▼

PR #345, opened 2019-11-24
Fix performance issues with color handling

stolyaroleh:
..by not autodetecting `UseColor` on every `updateSummary` if it is not provided.
`detectColor` is expensive because it calls `hSupportsANSI`, which can result in lookup of 3 environment variables and a call to `IODevice.isTerminal`.

This commit replaces several cases of `Maybe UseColor` with `UseColor` and detects/resolves color explicitly in `check`, `recheck` and `checkGroup`.

See [my earlier comment](https://github.com/hedgehogqa/haskell-hedgehog/pull/240#issuecomment-549049191) for performance numbers I collected while testing.

### DIFF
--- a/hedgehog/src/Hedgehog/Internal/Report.hs
+++ b/hedgehog/src/Hedgehog/Internal/Report.hs
@@ -1069,8 +1069,8 @@ ppSummary summary =
             Nothing
         ]
 
-renderDoc :: MonadIO m => Maybe UseColor -> Doc Markup -> m String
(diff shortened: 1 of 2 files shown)


stolyaroleh:
Related: #240

HuwCampbell:
This looks very reasonable.

jacobstanley:
I think these are all internal modules so maybe not?

moodmosaic:
Yeah, indeed :+1:

Issue #38, opened 2017-04-11
Documentation for how linear range / size parameter works


chris-martin:
I'm puzzled by the behavior of `linear`.

> Construct a range which scales the second bound relative to the size parameter.

The first example in the doc is `bounds 50 $ linear 0 10`. I'd expect you scale 10 by 50 and you get `(0,500)` but instead you get `(0,5)`.

The other examples seem to confirm that there's an implicit factor of `1/100` multiplied in there somewhere.

And then when the size parameter is above 100, it stops scaling entirely and becomes a constant.

```haskell
λ> Range.bounds 5000 $ Range.linear 0 10
(0,10)
```

So what's the concept here? Is the size parameter in general supposed to be thought of as a percentage, and does it never go above 100?

chris-martin:
I also just noticed that the size parameter used by `sample` is 30 - Is there a particular reason for that?

jystic:
This concept is inherited from QuickCheck and I haven't thought much about whether it could be made better. It does make sense to think of the size parameter as a percentage, it ranges from `0 - 99`, so if you run 200 tests it will cycle back to `0`, then ramp up to `99` again.

I think the general idea is that if the test fails with an input which is initially smaller, then shrinking it is easier, so we should start with inputs that are small. Also, smaller inputs tend to run faster, so only generating a few big inputs helps test performance.

I'm not sure any of these are great reasons for having size as a thing. If we had perfect shrinking every time then I think the concept of size could potentially be removed altogether.

chris-martin:
Ah. That makes sense. I always thought size was an underdocumented concept in quickcheck.

Does it make sense to make this explicit and have the `Size` type constrain its value to the valid range?

If it's a percentage, wouldn't it go to 100?

Is there a reason for it to be integral rather than fractional?

jystic:
> Does it make sense to make this explicit and have the `Size` type constrain its value to the valid range?

Yes but it needs some thought to make sure that doesn't break anything.

> If it's a percentage, wouldn't it go to 100?

I guess 0-99 makes more sense as that is exactly 100 levels and the default number of tests is 100.

> Is there a reason for it to be integral rather than fractional?

Only that it matches what QuickCheck does, maybe being 0 - 1 as a fractional would be better, I'm not sure.

moodmosaic:
>This concept is inherited from QuickCheck and I haven't thought much about whether it could be made better.

[...]

PR #346, opened 2019-11-27
Some doc on the bounds of Size (#38)

chris-martin:
There is probably more we can do to address #38, but immediately I think that just mentioning that the bounds of `Size` are 0 and 99 is a good start.


moodmosaic:
Thank you :100:

PR #347, opened 2019-12-24
A few optimizations

treeowl:
* Use arrays to speed up lookups in `element` and `choice`; each
  lookup is now O(1) instead of O(n).

* Use `Data.List.inits` to make `splits` considerably faster
  and more memory efficient.

* Use `Data.Sequence` to make `shuffle` asymptotically more efficient.
  Expose the new `shuffleSeq` function used to implement `shuffle`.

### DIFF
--- a/hedgehog/src/Hedgehog/Internal/Gen.hs
+++ b/hedgehog/src/Hedgehog/Internal/Gen.hs
@@ -213,7 +213,7 @@ import qualified Data.Maybe as Maybe
 import qualified Data.Primitive.SmallArray as PSArr
 import           Data.Semigroup (Semigroup)
 import qualified Data.Semigroup as Semigroup
-import           Data.Sequence (Seq)
+import           Data.Sequence (Seq (..))
 import qualified Data.Sequence as Seq
 import           Data.Set (Set)
 import           Data.Text (Text)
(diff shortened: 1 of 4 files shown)


hedgehog/src/Hedgehog/Internal/Gen.hs
```diff
@@ -1589,16 +1597,22 @@ subsequence xs =
...
-    case splitAt n xs0 of
-      (xs, y : ys) ->
-        (y :) <$> shuffle (xs ++ ys)
-      (_, []) ->
-        error "Hedgehog.Gen.shuffle: internal error, split generated empty list"
+-- We shuffle sequences instead of lists to make extracting an arbitrary
+-- element logarithmic instead of linear, and to make length calculation
+-- constant-time instead of linear. We could probably do better, but at
+-- least this should be less intolerably slow.
+shuffle = fmap toList . go . Seq.fromList
```
treeowl: We should break out `go` into a top-level function and expose it.

treeowl:
Some informal testing indicates that this is indeed *much* faster than the old implementation for non-small lists.

treeowl:
I'm going to split this up and remove part of it.

PR #356, opened 2020-01-26
Add example using lifted-base/bracket for resource handling

jacobstanley:


massysett:
Thanks for this - I was puzzling over how to do this tonight and then this solved it perfectly; was glad to see it was added just 20 days ago.

PR #359, opened 2020-01-26
Import hedgehog-corpus

jacobstanley:
Moving this from https://github.com/tmcgilchrist/hedgehog-corpus

### DIFF
--- a/cabal.project
+++ b/cabal.project
@@ -1,5 +1,6 @@
 packages:
   hedgehog
+  hedgehog-corpus
   hedgehog-dieharder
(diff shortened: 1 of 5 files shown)


HuwCampbell:
👍 on the idea.

It might be reasonable to import the repo into a directory of the source tree and do a PR to merge the tree into the current one.

jacobstanley:
I figured the history wasn't that valuable, in reality most are from Ambiata anyway

HuwCampbell:
Fair.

▲

→ **What needs to be done**:
For every line of the data above that contains "idea", copy that line.

→ **Solution**:
I think the general idea is that if the test fails with an input which is initially smaller, then shrinking it is easier, so we should start with inputs that are small. Also, smaller inputs tend to run faster, so only generating a few big inputs helps test performance.
👍 on the idea.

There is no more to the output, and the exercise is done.